On May 26 2016, China’s State Council began allowing drug Marketing Authorization Holders (MAH) without their own production capabilities to use third-party licensed and GMP-compliant manufacturers in ten provinces: Beijing, Tianjin, Hebei, Shanghai, Jiangsu, Zhejiang, Fujian, Shandong, Guangdong, and Sichuan. The announcement can be found here in Mandarin.
“With regards to Chinese CMOs complying to western GMP, there are less than ten that we are aware of,” Lam told this publication, but the regulation makes it “likely that more international CMOs will make an effort to establish presence in China.”
Furthermore, the rapid growth of the Chinese market is likely to accelerate this, with demand coming from companies and biotechs without their own facility (or the capex to build one), as well as firms wanting to expand internationally which lack the experience and competence regarding international standards.
According to Lam, the first foreign CMOs to make its mark in China was Boehringer-Ingelheim, which began collaborating with local partners on a mammalian cell culture facility in Shanghai in 2013. The site opened last year, and this week the firm announced it was set to make the first commercial monoclonal antibody from the facility – and indeed the first by a multinational CMO – for its Chinese MAH partner BeiGene.

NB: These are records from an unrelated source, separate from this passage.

PR #839, opened 2020-04-21
[IR] Use JIT compilation/evaluation for systematic constant folding 

archibate:
Related issue = #510 

We now support more operation types rather than just add and mul.
Also add a lot of unary ops rather than just casting.


yuanming-hu:
Cool! @xumingkuan could you help review this? I'm recently swamped in too many todo items... I think the ultimate solution is to use JIT while doing constant fold.

taichi/transforms/constant_fold.cpp
```diff
@@ -1,9 +1,72 @@
...
+  PER_OP(log, std::log)
+  PER_OP(exp, std::exp)
+  PER_OP(abs, std::abs)
+  PER_OP(sin, std::sin)
+  PER_OP(cos, std::cos)
+  PER_OP(tan, std::tan)
+  PER_OP(asin, std::asin)
+  PER_OP(acos, std::acos)
+  PER_OP(tanh, std::tanh)
+  PER_OP(rsqrt, 1 / std::sqrt)
```
xumingkuan, line 24: These are incongruent with `this->val_i32 = o(rhs.val_i32);`... We need to be cautious about the return type of unary operators.

xumingkuan:
One reason I didn't implement #510 is that constant folding has a low priority for now. Our python frontend already does constant folding if users write something like `a = 2 * 3`, and there are not many constants to fold if there are not many other optimization passes producing constants.

Would you like to help to migrate to JIT as this comment https://github.com/taichi-dev/taichi/issues/510#issuecomment-589479296?

xumingkuan:
For the failing test, please take a look at `test_simplify.cpp::simplify_linearized_with_trivial_inputs` and try uncommenting the print statements.

taichi/transforms/constant_fold.cpp
```diff
@@ -1,9 +1,72 @@
...
+    case BinaryOpType::op: this->val_i32 = lhs.val_i32 o rhs.val_i32; break;
+#define PER_OF(op, f) \
+    case BinaryOpType::op: this->val_i32 = f(lhs.val_i32, rhs.val_i32); break;
+  switch (op) {
+  PER_OP(add, +)
+  PER_OP(sub, -)
+  PER_OP(mul, *)
+  PER_OP(div, /)
+  // PER_OP(truediv, /) // XXX: is this same as div?
+  // PER_OP(floordiv, /) // XXX: do we have std::floordiv?
```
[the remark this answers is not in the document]
archibate: Oh, I see, this is i/i=i so all are same, should consider more if i/i=f or f/f=f.

archibate:
> JIT Compile the operation with operand types into a function and invoke that function to do constant fold

I'd like to. Is this `function` mean invoked at runtime or compile-time?

xumingkuan:
> > JIT Compile the operation with operand types into a function and invoke that function to do constant fold
> 
> I'd like to. Is this `function` mean invoked at runtime or compile-time?

This "function" is invoked at compile-time. For example, when we visit `a + b` in the constant folding pass, we compile a function that does `a + b`, and then replace the `BinaryOpStmt` with the result.

archibate:
So all `BinaryOpStmt` are replaced by `FuncCallStmt`? How could this help constant folding?

xumingkuan:
> So all `BinaryOpStmt` are replaced by `FuncCallStmt`? How could this help constant folding?

Oh no, it's not that. I think the "function" should take two `ConstStmt`s and one `BinaryOp` as input (or, take one `ConstStmt` and one `UnaryOp`), and return one `ConstStmt`.

archibate:
> > So all `BinaryOpStmt` are replaced by `FuncCallStmt`? How could this help constant folding?
> 
> Oh no, it's not that. I think the "function" should take two `ConstStmt`s and one `BinaryOp` as input (or, take one `ConstStmt` and one `UnaryOp` as input), and return one `ConstStmt`.

This is basically what `TypedConstant::from_binary_op` does? What's the difference?

archibate:
```
kernel {
  <gen*x1> $72 = get root
  <i32 x1> $79 = const [0]
  <gen*x1> $74 = [S2root][root]::lookup($72, $79) activate = false
  <gen*x1> $75 = get child [S2root->S3dense] $74
  <i32 x1> $81 = const [1]
  <i32 x1> $87 = const [0]
  <i32 x1> $88 = const [0]
  <i32 x1> $84 = const [4]
  <i32 x1> $89 = const [0]
  <i32 x1> $90 = const [0]
  <gen*x1> $78 = [S3dense][dense]::lookup($75, $90) activate = true
}
kernel {
  <gen*x1> $72 = get root
  <i32 x1> $79 = const [0]
  <gen*x1> $74 = [S2root][root]::lookup($72, $79) activate = false
  <gen*x1> $75 = get child [S2root->S3dense] $74
  <i32 x1> $90 = const [0]
  <gen*x1> $78 = [S3dense][dense]::lookup($75, $90) activate = true
}
```
DIE didn't elimate $90, should combine $90 with $79.

xumingkuan:
The difference is that the "function" should be just like compiling a *kernel*, if I understand @yuanming-hu 's idea correctly, so that we can reuse our `typecheck` and other passes to deal with various types. 

On the other hand, `TypedConstant::from_binary_op` needs us to write every combination of types if we want to support all types.

xumingkuan:
> ```
> kernel {
>   <gen*x1> $72 = get root
>   <i32 x1> $79 = const [0]
>   <gen*x1> $74 = [S2root][root]::lookup($72, $79) activate = false
>   <gen*x1> $75 = get child [S2root->S3dense] $74
>   <i32 x1> $81 = const [1]
>   <i32 x1> $87 = const [0]
>   <i32 x1> $88 = const [0]
>   <i32 x1> $84 = const [4]
>   <i32 x1> $89 = const [0]
>   <i32 x1> $90 = const [0]
>   <gen*x1> $78 = [S3dense][dense]::lookup($75, $90) activate = true
> }
> kernel {
>   <gen*x1> $72 = get root
>   <i32 x1> $79 = const [0]
>   <gen*x1> $74 = [S2root][root]::lookup($72, $79) activate = false
>   <gen*x1> $75 = get child [S2root->S3dense] $74
>   <i32 x1> $90 = const [0]
>   <gen*x1> $78 = [S3dense][dense]::lookup($75, $90) activate = true
> }
> ```
> 
> DIE didn't elimate $90, should combine $90 with $79.

I'm not quite sure why this happens, but one more `simplify` pass can eliminate one of the `const [0]`s.

archibate:
> one more simplify pass can eliminate one of the const [0]s.

It did and passed, should we add this to the compile_to_offloads?

archibate:
> The difference is that the "function" should be just like compiling a _kernel_, if I understand @yuanming-hu 's idea correctly, so that we can reuse our `typecheck` and other passes to deal with various types.
> 
> On the other hand, `TypedConstant::from_binary_op` needs us to write every combination of types if we want to support all types.

You mean, we've already write every combinations in type_check, so we can reuse it? by something like `class ConstantFold : TypeCheckVisitor`?

xumingkuan:
> > one more simplify pass can eliminate one of the const [0]s.
> 
> It did and passed, should we add this to the compile_to_offloads?

We've already had enough `simplify` passes in `compile_to_offloads`.

xumingkuan:
> > The difference is that the "function" should be just like compiling a _kernel_, if I understand @yuanming-hu 's idea correctly, so that we can reuse our `typecheck` and other passes to deal with various types.
> > On the other hand, `TypedConstant::from_binary_op` needs us to write every combination of types if we want to support all types.
> 
> You mean, we've already write every combinations in type_check, so we can reuse it? by something like `class ConstantFold : TypeCheckVisitor`?

No... `type_check` is just a pass in `compile_to_offloads`. Maybe this is more similar to what I mean: *compile* this kernel when we visit a `BinaryOpStmt`.
```
$1 = const [2]
$2 = const [3]
$3 = mul $1 $2
(something like return $3)
```

But it's probably not trivially calling `compile_to_offloads` recursively: this will cause dead loops in the constant folding pass.

archibate:
What if `BinaryOpStmt` has something other than `ConstStmt` as oprand? Like `2 + (3 + 4)`. How does it extinguish `2 + (3 + 4)` and `2 + (3 + x)`? It can't be pre-seen without recursion.

> But it's probably not trivially calling compile_to_offloads recursively: this will cause dead loops in the constant folding pass.

Let's **not call simplification passes** in these constant folding functions :)

xumingkuan:
> What if `BinaryOpStmt` has something other than `ConstStmt` as oprand? Like `2 + (3 + 4)`.
> How does it distinguish `2 + (3 + 4)` and `2 + (3 + x)`? It can't be pre-seen without recursion.
> For the `2 + (3 + x)`, do we want:
> 
> ```
> $1 = const [2]
> $2 = const [3]
> $3 = expr [x]  # ????
> $4 = add $2 $3
> $5 = add $1 $4
> return $5
> ```
> 
> ?
> 
> > But it's probably not trivially calling compile_to_offloads recursively: this will cause dead loops in the constant folding pass.
> 
> Let's **not call simplification passes** for these constant folding functions :)

We don't have any `expr`s in the constant folding pass... They only live in the frontend AST.

xumingkuan:
For `2 + (3 + 4)`, we may need to JIT compile two times.

Anything other than `ConstStmt` should not be folded. For example, `2 + (3 + x)` is **not** equivalent to `5 + x`.

xumingkuan:
> > But it's probably not trivially calling compile_to_offloads recursively: this will cause dead loops in the constant folding pass.
> 
> Let's **not call simplification passes** for these constant folding functions :)

I'm not sure if this is feasible and if the code will be maintainable. Could you please describe your solution if you have already come up with one?

xumingkuan:
> Maybe this is more similar to what I mean: _compile and launch_ this kernel when we visit a `BinaryOpStmt`.
> 
> ```
> <i32 x1> $1 = const [2]
> <i32 x1> $2 = const [3]
> <i32 x1> $3 = mul $1 $2
> (something like return $3)
> ```
> 
> But it's probably not trivially calling `compile_to_offloads` recursively: this will cause dead loops in the constant folding pass.

@yuanming-hu May I take you some minutes to verify if I understood your idea of "JIT Compile the operation with operand types into a function and invoke that function to do constant fold" correctly in the quote above?

yuanming-hu:
> > Maybe this is more similar to what I mean: _compile and launch_ this kernel when we visit a `BinaryOpStmt`.
> > ```
> > <i32 x1> $1 = const [2]
> > <i32 x1> $2 = const [3]
> > <i32 x1> $3 = mul $1 $2
> > (something like return $3)
> > ```
> > 
> > 
> > But it's probably not trivially calling `compile_to_offloads` recursively: this will cause dead loops in the constant folding pass.
> 
> @yuanming-hu May I take you some minutes to verify if I understood your idea of "JIT Compile the operation with operand types into a function and invoke that function to do constant fold" correctly in the quote above?

Yes, that's basically the idea. We need `compile-cache-launch`. Let's say you have a BinaryOp, generate a kernel like
```
a = GetArg 0
b = GetArg 0
c = a OP b
return c
```
(See the implementation of SNode readers for how to implement return. The const folder kernel would look pretty much the same as SNode accessor kernels.)

and launch this kernel with your operands in `ConstStmt` to evaluate it. To prevent too many kernel compilation, cache the kernels with the same Op and operand data type.

xumingkuan:
> Yes, that's basically the idea. We need `compile-cache-launch`. Let's say you have a BinaryOp, generate a kernel like
> 
> ```
> a = GetArg 0
> b = GetArg 0
> c = a OP b
> return c
> ```
> 
> (See the implementation of SNode readers for how to implement return. The const folder kernel would look pretty much the same as SNode accessor kernels.)
> 
> and launch this kernel with your operands in `ConstStmt` to evaluate it. To prevent too many kernel compilation, cache the kernels with the same Op and operand data type.

Thanks for the quick reply! Given that `a` and `b` are `GetArg`s, this kernel will not be constant folded again.

archibate:
> > > But it's probably not trivially calling compile_to_offloads recursively: this will cause dead loops in the constant folding pass.
> > 
> > 
> > Let's **not call simplification passes** for these constant folding functions :)
> 
> I'm not sure if this is feasible and if the code will be maintainable. Could you please describe your solution if you have already come up with one?

We can have an option pass to compile_to_offload:
```
// In constant_fold:
compile_to_offload(ir, optimized=false);
// In main code:
compile_to_offload(ir, optimized=true);
```

archibate:
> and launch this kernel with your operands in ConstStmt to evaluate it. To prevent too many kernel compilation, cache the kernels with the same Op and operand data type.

Ralph Warsinsky, a spokesperson from Boehringer-Ingelheim, told us his firm is currently “the only multinational CMO in China which provides GMP manufacturing services according to international standards.”
He added: “We are delighted that our experiences with our contract manufacturing operating model and GMP standards are acknowledged by Chinese authorities. These have supported the development of the regulatory reform in China, in terms of shaping the regulations on biologics outsourcing.”
He declined to comment on other companies’ plans to establish pharmaceutical manufacturing facilities in China.